→ Task brief
Reproduce the entries shown below only from the line with "PR #1392, opened 2024-04-30" down to the line with "vprashar2929: I think", keeping both end lines and copying each one exactly.

→ Records for processing

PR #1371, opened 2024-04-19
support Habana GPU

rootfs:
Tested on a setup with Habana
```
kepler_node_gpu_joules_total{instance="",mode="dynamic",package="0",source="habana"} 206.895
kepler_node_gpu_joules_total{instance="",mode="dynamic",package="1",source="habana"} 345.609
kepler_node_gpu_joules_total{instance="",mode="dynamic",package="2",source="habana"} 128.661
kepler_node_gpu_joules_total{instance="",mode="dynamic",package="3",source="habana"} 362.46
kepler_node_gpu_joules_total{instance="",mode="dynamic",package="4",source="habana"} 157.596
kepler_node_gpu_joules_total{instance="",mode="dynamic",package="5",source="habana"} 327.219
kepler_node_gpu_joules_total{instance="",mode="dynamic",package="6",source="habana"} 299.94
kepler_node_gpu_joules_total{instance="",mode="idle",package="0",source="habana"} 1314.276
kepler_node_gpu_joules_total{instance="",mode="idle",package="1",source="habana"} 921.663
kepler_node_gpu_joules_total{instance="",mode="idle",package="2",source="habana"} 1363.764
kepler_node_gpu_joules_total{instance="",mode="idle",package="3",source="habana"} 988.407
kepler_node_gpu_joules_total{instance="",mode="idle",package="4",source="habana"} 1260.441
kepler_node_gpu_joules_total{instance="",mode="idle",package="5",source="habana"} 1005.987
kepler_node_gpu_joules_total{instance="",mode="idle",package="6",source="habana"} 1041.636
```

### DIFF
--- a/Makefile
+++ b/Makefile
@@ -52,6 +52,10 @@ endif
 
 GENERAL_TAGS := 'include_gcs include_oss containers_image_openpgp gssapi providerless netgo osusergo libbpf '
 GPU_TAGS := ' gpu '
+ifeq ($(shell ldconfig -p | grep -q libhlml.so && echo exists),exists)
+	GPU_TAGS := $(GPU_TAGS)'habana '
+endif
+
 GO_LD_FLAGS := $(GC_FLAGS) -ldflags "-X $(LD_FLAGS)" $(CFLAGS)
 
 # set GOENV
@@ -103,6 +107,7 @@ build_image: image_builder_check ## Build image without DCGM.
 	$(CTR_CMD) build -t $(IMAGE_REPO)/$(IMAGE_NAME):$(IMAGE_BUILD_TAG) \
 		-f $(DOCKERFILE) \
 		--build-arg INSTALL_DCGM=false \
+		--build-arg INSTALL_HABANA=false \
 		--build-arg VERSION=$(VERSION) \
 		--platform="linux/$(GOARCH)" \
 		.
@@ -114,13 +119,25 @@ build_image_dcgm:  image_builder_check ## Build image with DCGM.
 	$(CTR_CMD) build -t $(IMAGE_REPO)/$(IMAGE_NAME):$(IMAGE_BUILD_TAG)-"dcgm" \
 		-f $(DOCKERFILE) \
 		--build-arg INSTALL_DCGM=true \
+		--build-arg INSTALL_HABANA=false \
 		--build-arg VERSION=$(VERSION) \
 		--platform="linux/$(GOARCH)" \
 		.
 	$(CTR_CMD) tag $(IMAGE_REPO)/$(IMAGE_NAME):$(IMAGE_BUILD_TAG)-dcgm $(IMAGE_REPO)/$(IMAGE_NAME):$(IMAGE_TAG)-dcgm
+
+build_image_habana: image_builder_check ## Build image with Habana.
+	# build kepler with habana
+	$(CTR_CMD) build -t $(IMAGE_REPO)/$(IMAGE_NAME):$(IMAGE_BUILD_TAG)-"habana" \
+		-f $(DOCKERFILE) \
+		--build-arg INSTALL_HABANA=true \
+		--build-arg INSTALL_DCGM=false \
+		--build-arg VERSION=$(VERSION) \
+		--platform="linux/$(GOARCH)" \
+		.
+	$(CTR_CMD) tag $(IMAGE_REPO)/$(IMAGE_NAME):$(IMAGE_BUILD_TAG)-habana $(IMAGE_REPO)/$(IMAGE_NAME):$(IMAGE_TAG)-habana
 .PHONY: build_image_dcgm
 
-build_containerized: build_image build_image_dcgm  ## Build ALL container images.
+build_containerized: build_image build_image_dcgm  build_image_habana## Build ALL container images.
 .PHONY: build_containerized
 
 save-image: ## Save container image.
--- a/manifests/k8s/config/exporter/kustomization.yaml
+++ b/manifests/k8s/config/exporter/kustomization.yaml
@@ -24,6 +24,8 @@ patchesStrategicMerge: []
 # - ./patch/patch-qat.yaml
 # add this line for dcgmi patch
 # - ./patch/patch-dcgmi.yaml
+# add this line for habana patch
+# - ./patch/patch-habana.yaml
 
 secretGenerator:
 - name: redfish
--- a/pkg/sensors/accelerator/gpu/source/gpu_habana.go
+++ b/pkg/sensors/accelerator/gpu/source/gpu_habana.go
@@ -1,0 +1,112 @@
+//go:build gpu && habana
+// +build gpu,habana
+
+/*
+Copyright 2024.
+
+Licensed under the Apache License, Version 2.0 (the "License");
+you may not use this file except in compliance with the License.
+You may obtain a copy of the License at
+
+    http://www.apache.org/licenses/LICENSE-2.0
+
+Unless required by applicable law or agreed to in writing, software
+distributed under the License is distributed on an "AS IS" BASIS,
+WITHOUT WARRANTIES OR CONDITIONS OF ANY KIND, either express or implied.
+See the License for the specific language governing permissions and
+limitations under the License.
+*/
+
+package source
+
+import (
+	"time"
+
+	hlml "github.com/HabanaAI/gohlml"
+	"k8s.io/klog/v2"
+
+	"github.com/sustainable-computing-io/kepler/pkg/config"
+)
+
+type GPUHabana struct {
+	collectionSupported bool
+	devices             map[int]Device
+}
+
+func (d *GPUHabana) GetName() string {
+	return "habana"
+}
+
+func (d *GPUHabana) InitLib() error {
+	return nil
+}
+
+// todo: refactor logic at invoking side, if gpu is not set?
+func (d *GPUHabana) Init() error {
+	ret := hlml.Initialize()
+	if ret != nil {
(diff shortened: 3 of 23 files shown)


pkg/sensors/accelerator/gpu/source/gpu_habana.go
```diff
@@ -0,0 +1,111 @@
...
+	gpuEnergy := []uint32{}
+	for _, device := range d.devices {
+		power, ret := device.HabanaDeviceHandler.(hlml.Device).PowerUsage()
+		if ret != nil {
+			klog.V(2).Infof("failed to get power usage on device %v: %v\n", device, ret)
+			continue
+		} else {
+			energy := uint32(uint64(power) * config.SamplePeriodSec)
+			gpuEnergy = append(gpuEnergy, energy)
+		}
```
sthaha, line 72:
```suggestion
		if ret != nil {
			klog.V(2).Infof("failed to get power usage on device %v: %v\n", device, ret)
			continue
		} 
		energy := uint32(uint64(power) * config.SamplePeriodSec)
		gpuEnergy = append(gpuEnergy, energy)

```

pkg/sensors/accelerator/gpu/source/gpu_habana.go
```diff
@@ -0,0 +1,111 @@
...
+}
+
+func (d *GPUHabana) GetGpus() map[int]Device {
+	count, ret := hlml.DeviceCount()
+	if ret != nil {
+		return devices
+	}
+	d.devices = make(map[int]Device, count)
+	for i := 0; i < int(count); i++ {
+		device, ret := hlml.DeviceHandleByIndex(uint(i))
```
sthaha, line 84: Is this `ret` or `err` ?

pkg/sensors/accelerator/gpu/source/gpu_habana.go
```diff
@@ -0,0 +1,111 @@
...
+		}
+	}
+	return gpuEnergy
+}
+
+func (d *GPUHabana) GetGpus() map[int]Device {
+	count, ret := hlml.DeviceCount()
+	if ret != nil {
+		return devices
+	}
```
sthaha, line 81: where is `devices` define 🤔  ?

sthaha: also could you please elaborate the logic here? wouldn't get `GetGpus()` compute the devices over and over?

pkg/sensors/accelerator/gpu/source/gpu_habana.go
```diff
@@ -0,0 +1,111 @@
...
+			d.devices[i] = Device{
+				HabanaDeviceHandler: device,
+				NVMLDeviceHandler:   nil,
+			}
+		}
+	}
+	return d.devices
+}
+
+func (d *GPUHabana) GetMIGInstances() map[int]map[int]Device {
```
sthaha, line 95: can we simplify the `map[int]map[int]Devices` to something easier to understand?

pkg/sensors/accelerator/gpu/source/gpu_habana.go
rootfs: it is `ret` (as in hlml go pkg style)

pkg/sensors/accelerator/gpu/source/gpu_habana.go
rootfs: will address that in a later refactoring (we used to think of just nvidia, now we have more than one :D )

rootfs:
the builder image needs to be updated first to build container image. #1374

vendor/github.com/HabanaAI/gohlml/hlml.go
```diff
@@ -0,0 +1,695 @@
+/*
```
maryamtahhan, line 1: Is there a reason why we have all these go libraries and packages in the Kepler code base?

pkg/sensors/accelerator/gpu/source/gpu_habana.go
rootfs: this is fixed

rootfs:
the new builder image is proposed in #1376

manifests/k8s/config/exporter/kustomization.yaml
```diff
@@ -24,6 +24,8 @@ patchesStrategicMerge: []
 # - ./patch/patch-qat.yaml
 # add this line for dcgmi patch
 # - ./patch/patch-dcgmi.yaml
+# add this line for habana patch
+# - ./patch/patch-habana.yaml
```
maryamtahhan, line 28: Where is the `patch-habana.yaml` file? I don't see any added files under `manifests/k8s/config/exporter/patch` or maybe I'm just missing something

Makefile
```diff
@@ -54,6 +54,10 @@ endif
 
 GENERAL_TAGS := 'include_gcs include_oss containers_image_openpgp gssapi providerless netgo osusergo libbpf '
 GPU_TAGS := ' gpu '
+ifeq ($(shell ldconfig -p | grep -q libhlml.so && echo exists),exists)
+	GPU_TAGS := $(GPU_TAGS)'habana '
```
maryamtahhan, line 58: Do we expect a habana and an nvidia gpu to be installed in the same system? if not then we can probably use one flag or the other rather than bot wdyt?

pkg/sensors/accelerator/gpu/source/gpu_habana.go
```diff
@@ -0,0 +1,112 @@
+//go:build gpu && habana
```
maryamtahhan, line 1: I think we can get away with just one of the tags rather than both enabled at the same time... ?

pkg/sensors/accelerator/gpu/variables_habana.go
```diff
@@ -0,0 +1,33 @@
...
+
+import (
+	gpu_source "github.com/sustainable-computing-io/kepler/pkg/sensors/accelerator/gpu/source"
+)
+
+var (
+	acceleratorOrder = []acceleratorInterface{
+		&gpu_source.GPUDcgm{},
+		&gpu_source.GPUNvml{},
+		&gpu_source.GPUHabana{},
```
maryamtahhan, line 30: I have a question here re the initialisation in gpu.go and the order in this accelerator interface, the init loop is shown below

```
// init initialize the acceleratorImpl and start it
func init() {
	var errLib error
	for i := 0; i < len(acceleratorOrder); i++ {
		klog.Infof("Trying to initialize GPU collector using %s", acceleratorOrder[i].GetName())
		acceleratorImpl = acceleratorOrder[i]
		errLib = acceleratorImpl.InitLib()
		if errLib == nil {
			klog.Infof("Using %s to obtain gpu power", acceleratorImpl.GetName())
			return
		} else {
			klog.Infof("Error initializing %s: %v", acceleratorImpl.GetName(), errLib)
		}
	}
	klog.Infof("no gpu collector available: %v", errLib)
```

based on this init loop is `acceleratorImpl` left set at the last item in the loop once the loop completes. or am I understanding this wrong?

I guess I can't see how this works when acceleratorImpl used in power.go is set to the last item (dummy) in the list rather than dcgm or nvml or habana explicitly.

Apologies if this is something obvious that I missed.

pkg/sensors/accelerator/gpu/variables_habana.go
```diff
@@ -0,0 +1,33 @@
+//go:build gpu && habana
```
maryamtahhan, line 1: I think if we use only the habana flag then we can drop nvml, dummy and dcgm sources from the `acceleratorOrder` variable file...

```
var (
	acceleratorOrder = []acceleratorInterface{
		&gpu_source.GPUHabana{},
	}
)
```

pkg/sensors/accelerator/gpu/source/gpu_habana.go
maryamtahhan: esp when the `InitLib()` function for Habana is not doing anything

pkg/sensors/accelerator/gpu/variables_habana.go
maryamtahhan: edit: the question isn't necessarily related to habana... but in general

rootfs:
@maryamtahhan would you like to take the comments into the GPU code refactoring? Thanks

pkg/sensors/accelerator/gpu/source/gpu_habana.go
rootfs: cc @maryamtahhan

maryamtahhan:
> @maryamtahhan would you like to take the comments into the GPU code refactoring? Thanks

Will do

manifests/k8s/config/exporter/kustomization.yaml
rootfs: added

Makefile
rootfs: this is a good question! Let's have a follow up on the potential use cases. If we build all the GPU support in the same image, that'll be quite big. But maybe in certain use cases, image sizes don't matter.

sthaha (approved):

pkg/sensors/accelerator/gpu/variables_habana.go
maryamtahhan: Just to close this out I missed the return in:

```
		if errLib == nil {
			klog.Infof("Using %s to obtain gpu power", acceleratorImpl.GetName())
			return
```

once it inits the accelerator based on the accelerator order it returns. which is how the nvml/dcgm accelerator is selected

---

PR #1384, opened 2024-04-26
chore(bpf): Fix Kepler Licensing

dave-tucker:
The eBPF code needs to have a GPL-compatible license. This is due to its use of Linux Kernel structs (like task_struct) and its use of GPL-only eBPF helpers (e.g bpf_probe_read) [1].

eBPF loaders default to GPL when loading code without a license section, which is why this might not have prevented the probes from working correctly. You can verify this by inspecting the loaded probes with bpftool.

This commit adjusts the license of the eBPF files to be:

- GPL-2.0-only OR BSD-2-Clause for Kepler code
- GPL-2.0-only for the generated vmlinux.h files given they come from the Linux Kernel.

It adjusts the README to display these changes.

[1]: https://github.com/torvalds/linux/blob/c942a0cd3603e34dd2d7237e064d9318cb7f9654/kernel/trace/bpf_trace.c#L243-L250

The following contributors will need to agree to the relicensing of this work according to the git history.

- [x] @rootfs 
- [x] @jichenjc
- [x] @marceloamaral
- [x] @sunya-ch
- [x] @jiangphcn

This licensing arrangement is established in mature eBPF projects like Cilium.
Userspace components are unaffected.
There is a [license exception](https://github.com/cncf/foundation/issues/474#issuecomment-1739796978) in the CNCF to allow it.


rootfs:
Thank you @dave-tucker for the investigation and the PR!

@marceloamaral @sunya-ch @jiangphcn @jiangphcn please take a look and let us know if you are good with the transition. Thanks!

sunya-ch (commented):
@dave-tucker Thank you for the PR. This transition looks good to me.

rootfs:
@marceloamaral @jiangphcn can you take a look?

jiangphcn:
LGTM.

--

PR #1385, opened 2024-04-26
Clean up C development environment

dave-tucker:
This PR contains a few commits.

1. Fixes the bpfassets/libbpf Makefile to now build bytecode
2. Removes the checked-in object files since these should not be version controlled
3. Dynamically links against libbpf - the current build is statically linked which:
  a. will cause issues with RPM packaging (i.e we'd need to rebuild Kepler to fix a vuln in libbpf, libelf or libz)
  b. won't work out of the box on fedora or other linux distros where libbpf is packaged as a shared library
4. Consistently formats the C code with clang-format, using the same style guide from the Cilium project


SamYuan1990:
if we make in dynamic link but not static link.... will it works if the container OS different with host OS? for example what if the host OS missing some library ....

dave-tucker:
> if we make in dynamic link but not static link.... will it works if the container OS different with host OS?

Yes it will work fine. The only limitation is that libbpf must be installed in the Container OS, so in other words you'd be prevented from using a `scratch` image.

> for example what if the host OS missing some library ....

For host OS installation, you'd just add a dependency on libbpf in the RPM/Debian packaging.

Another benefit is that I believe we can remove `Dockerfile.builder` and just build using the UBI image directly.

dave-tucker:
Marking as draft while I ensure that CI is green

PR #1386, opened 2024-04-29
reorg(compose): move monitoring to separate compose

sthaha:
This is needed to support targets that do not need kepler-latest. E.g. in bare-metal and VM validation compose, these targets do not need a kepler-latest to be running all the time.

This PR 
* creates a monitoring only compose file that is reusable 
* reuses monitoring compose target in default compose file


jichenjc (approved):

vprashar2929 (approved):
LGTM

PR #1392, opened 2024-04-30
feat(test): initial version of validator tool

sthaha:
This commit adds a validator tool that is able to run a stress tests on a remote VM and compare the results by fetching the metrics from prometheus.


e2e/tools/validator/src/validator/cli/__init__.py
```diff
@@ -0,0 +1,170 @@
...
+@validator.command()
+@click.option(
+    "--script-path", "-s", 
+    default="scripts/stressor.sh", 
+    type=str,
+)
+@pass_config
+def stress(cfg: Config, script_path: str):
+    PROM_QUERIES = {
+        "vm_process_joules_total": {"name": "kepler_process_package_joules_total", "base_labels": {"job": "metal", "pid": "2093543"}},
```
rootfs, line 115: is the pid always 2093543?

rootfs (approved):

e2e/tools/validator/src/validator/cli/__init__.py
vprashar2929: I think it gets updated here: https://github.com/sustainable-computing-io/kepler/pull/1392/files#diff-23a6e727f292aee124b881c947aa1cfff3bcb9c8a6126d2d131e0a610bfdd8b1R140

→ Answer for the task
PR #1392, opened 2024-04-30
feat(test): initial version of validator tool

sthaha:
This commit adds a validator tool that is able to run a stress tests on a remote VM and compare the results by fetching the metrics from prometheus.


e2e/tools/validator/src/validator/cli/__init__.py
```diff
@@ -0,0 +1,170 @@
...
+@validator.command()
+@click.option(
+    "--script-path", "-s", 
+    default="scripts/stressor.sh", 
+    type=str,
+)
+@pass_config
+def stress(cfg: Config, script_path: str):
+    PROM_QUERIES = {
+        "vm_process_joules_total": {"name": "kepler_process_package_joules_total", "base_labels": {"job": "metal", "pid": "2093543"}},
```
rootfs, line 115: is the pid always 2093543?

rootfs (approved):

e2e/tools/validator/src/validator/cli/__init__.py
vprashar2929: I think it gets updated here: https://github.com/sustainable-computing-io/kepler/pull/1392/files#diff-23a6e727f292aee124b881c947aa1cfff3bcb9c8a6126d2d131e0a610bfdd8b1R140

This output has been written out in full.